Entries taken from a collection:

---+---

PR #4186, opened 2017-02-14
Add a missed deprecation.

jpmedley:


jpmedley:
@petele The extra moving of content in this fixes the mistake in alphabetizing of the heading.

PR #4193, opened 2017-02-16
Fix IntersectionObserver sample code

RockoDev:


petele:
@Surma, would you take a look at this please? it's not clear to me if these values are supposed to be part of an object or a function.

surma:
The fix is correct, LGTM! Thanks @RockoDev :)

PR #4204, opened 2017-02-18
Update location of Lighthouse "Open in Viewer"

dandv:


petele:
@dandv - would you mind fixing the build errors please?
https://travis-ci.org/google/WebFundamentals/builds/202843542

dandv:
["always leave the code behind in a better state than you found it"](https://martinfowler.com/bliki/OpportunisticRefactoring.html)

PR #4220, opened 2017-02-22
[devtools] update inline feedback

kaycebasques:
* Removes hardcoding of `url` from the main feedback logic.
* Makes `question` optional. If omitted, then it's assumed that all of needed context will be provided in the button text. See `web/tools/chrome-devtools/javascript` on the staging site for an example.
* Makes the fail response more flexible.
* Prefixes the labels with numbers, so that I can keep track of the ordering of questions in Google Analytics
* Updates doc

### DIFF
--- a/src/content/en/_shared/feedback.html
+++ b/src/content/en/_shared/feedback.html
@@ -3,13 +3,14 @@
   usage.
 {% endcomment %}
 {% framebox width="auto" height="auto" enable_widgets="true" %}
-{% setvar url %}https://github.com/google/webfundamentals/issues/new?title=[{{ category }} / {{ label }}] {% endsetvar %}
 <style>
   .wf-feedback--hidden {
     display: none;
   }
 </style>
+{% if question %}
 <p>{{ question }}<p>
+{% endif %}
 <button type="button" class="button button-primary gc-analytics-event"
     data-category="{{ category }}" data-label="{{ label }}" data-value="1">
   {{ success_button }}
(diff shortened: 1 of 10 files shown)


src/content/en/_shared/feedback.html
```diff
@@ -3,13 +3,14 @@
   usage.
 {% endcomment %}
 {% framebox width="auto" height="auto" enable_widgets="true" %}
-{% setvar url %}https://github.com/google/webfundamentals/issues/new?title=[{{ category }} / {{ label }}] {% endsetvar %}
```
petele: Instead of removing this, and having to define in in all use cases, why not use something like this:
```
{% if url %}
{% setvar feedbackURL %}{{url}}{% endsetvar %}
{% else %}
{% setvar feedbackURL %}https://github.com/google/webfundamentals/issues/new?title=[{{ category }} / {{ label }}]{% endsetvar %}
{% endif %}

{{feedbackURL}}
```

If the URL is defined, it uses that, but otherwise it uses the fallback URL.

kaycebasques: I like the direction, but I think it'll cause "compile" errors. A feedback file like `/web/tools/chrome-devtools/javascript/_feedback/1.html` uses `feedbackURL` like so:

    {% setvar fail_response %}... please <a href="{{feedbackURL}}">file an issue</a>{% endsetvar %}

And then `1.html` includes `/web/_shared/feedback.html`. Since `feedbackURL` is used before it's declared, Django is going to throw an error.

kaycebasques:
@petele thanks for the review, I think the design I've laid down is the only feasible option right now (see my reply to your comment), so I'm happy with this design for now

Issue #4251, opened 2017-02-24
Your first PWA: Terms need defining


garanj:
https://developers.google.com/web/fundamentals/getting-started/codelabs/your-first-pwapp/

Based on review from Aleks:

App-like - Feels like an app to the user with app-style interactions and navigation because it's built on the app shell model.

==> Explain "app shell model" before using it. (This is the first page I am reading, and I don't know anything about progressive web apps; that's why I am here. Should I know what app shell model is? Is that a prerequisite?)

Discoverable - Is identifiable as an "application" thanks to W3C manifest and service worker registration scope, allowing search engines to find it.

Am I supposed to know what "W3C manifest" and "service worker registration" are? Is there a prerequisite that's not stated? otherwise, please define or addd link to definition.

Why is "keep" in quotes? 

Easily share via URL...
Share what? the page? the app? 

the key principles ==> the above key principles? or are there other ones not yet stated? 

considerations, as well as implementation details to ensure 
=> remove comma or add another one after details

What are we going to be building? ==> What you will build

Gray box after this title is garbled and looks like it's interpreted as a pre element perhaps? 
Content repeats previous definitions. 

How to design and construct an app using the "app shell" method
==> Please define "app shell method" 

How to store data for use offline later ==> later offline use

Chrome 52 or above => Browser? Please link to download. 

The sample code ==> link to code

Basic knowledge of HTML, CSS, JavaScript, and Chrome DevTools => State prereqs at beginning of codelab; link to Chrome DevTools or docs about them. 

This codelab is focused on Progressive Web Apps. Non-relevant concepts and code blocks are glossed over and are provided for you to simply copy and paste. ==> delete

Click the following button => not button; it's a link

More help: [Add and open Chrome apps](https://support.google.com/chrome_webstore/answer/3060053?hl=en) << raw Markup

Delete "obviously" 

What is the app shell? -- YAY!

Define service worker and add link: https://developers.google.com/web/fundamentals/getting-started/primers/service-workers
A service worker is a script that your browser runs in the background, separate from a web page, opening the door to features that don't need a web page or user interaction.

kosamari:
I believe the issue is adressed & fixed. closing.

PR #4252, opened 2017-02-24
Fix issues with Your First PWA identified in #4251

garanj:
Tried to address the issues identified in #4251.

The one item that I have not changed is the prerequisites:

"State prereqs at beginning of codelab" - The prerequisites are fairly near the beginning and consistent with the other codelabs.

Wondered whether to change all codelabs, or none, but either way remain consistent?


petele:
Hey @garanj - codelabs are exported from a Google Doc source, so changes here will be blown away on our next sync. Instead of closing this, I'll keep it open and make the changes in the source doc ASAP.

---+---

Exercise brief:
Repeat every line of the data verbatim.

Your solution:
PR #4186, opened 2017-02-14
Add a missed deprecation.

jpmedley:


jpmedley:
@petele The extra moving of content in this fixes the mistake in alphabetizing of the heading.

PR #4193, opened 2017-02-16
Fix IntersectionObserver sample code

RockoDev:


petele:
@Surma, would you take a look at this please? it's not clear to me if these values are supposed to be part of an object or a function.

surma:
The fix is correct, LGTM! Thanks @RockoDev :)

PR #4204, opened 2017-02-18
Update location of Lighthouse "Open in Viewer"

dandv:


petele:
@dandv - would you mind fixing the build errors please?
https://travis-ci.org/google/WebFundamentals/builds/202843542

dandv:
["always leave the code behind in a better state than you found it"](https://martinfowler.com/bliki/OpportunisticRefactoring.html)

PR #4220, opened 2017-02-22
[devtools] update inline feedback

kaycebasques:
* Removes hardcoding of `url` from the main feedback logic.
* Makes `question` optional. If omitted, then it's assumed that all of needed context will be provided in the button text. See `web/tools/chrome-devtools/javascript` on the staging site for an example.
* Makes the fail response more flexible.
* Prefixes the labels with numbers, so that I can keep track of the ordering of questions in Google Analytics
* Updates doc

### DIFF
--- a/src/content/en/_shared/feedback.html
+++ b/src/content/en/_shared/feedback.html
@@ -3,13 +3,14 @@
   usage.
 {% endcomment %}
 {% framebox width="auto" height="auto" enable_widgets="true" %}
-{% setvar url %}https://github.com/google/webfundamentals/issues/new?title=[{{ category }} / {{ label }}] {% endsetvar %}
 <style>
   .wf-feedback--hidden {
     display: none;
   }
 </style>
+{% if question %}
 <p>{{ question }}<p>
+{% endif %}
 <button type="button" class="button button-primary gc-analytics-event"
     data-category="{{ category }}" data-label="{{ label }}" data-value="1">
   {{ success_button }}
(diff shortened: 1 of 10 files shown)


src/content/en/_shared/feedback.html
```diff
@@ -3,13 +3,14 @@
   usage.
 {% endcomment %}
 {% framebox width="auto" height="auto" enable_widgets="true" %}
-{% setvar url %}https://github.com/google/webfundamentals/issues/new?title=[{{ category }} / {{ label }}] {% endsetvar %}
```
petele: Instead of removing this, and having to define in in all use cases, why not use something like this:
```
{% if url %}
{% setvar feedbackURL %}{{url}}{% endsetvar %}
{% else %}
{% setvar feedbackURL %}https://github.com/google/webfundamentals/issues/new?title=[{{ category }} / {{ label }}]{% endsetvar %}
{% endif %}

{{feedbackURL}}
```

If the URL is defined, it uses that, but otherwise it uses the fallback URL.

kaycebasques: I like the direction, but I think it'll cause "compile" errors. A feedback file like `/web/tools/chrome-devtools/javascript/_feedback/1.html` uses `feedbackURL` like so:

    {% setvar fail_response %}... please <a href="{{feedbackURL}}">file an issue</a>{% endsetvar %}

And then `1.html` includes `/web/_shared/feedback.html`. Since `feedbackURL` is used before it's declared, Django is going to throw an error.

kaycebasques:
@petele thanks for the review, I think the design I've laid down is the only feasible option right now (see my reply to your comment), so I'm happy with this design for now

Issue #4251, opened 2017-02-24
Your first PWA: Terms need defining


garanj:
https://developers.google.com/web/fundamentals/getting-started/codelabs/your-first-pwapp/

Based on review from Aleks:

App-like - Feels like an app to the user with app-style interactions and navigation because it's built on the app shell model.

==> Explain "app shell model" before using it. (This is the first page I am reading, and I don't know anything about progressive web apps; that's why I am here. Should I know what app shell model is? Is that a prerequisite?)

Discoverable - Is identifiable as an "application" thanks to W3C manifest and service worker registration scope, allowing search engines to find it.

Am I supposed to know what "W3C manifest" and "service worker registration" are? Is there a prerequisite that's not stated? otherwise, please define or addd link to definition.

Why is "keep" in quotes? 

Easily share via URL...
Share what? the page? the app? 

the key principles ==> the above key principles? or are there other ones not yet stated? 

considerations, as well as implementation details to ensure 
=> remove comma or add another one after details

What are we going to be building? ==> What you will build

Gray box after this title is garbled and looks like it's interpreted as a pre element perhaps? 
Content repeats previous definitions. 

How to design and construct an app using the "app shell" method
==> Please define "app shell method" 

How to store data for use offline later ==> later offline use

Chrome 52 or above => Browser? Please link to download. 

The sample code ==> link to code

Basic knowledge of HTML, CSS, JavaScript, and Chrome DevTools => State prereqs at beginning of codelab; link to Chrome DevTools or docs about them. 

This codelab is focused on Progressive Web Apps. Non-relevant concepts and code blocks are glossed over and are provided for you to simply copy and paste. ==> delete

Click the following button => not button; it's a link

More help: [Add and open Chrome apps](https://support.google.com/chrome_webstore/answer/3060053?hl=en) << raw Markup

Delete "obviously" 

What is the app shell? -- YAY!

Define service worker and add link: https://developers.google.com/web/fundamentals/getting-started/primers/service-workers
A service worker is a script that your browser runs in the background, separate from a web page, opening the door to features that don't need a web page or user interaction.

kosamari:
I believe the issue is adressed & fixed. closing.

PR #4252, opened 2017-02-24
Fix issues with Your First PWA identified in #4251

garanj:
Tried to address the issues identified in #4251.

The one item that I have not changed is the prerequisites:

"State prereqs at beginning of codelab" - The prerequisites are fairly near the beginning and consistent with the other codelabs.

Wondered whether to change all codelabs, or none, but either way remain consistent?


petele:
Hey @garanj - codelabs are exported from a Google Doc source, so changes here will be blown away on our next sync. Instead of closing this, I'll keep it open and make the changes in the source doc ASAP.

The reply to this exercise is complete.